FAITH-BASED ORGANIZATIONS INVITED TO THE UN TABLE

In 2007, an Op Ed appeared in the International Herald Tribune, entitled “You gotta have faith at the UN.” A play on words, the article posited that the shifting sands of geopolitics and concerns surrounding available developmental resources, were demanding a rethink of multilateral institutions and traditional forms of global developmental partnerships. The article argued that religion, and diverse faith-based actors in particular, had to be reckoned with more seriously by policy makers at the United Nations – particularly given the timeliness of the ‘mid-term’ Millennium Development Goals (MDG) review processes. The article noted that unless religion was systematically and consistently factored into developmental outreach, policy design, program implementation, and monitoring efforts, something would continue to be missing in the equation of sustainable human development processes.

In line with the gist of the article, a United Nations Inter-Agency Task Force on Engaging with Faith-Based Organizations for Sustainable Development was officially formed under the aegis of the United Nations Development Group in 2009, bringing together several UN entities (UNFPA, UNICEF, UNDP, WHO, UNAIDS, as well as UN Alliance of Civilizations, DESA, UNESCO, UNHabitat and UNEP) with the World Bank as an observer, in New York.
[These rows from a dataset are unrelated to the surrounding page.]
PR #4464, opened 2025-09-24
Reduce number of initialize in Java

bernardnormier:
This is the Java counterpart of #4462 and #4463.


java/src/com.zeroc.ice/src/main/java/com/zeroc/Ice/Util.java
```diff
@@ -102,121 +102,64 @@ public static Properties createProperties(
...
-            String[] args, String configFile, List<String> remainingArgs) {
-        InitializationData initData = null;
-        if (configFile != null) {
-            initData = new InitializationData();
-            initData.properties = new Properties();
-            initData.properties.load(configFile);
-        }
-
-        return initialize(args, initData, remainingArgs);
+    public static Communicator initialize(String[] args, List<String> remainingArgs) {
```
bernardnormier: This overload is not essential. However, we provide this functionality in C++, C# and Swift, and also Ice 3.7, so may as well provide it in Java too.

java/src/com.zeroc.ice/src/main/java/com/zeroc/Ice/Util.java
```diff
@@ -102,121 +101,61 @@ public static Properties createProperties(
...
-            List<String> rArgs = new ArrayList<>();
-            initData.properties = createProperties(args, initData.properties, rArgs);
-            args = rArgs.toArray(new String[rArgs.size()]);
-        }
-
-        var communicator = new Communicator(initData);
-        communicator.finishSetup(args != null ? args : new String[0], remainingArgs);
-        return communicator;
+    public static Communicator initialize(String[] args) {
+        var initData = new InitializationData();
```
pepone, line 141: Can we just call the other overload with null remaining args?

pepone (approved):

externl (approved):

java/src/com.zeroc.ice/src/main/java/com/zeroc/Ice/Util.java
bernardnormier: Fixed as suggested.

The mandate of this body, dubbed the “UN Task Force on Religion and Development” for short: to seek to share knowledge and build UN staff and systems’ capacities on dealing with faith-based entities, and questions of religion, around the MDGs.

By 2010, the UN System Staff College, in collaboration with members of the Task Force, provided the first Strategic Learning Exchange on Religion and Development, including faith-based partners. By 2011, several policy roundtables, workshops, and seminars were being convened with academic experts from across the U.S., Europe, Africa, Asia and the Arab region, to assess “how” some of the UN agencies were working with FBOs (faith-based organizations).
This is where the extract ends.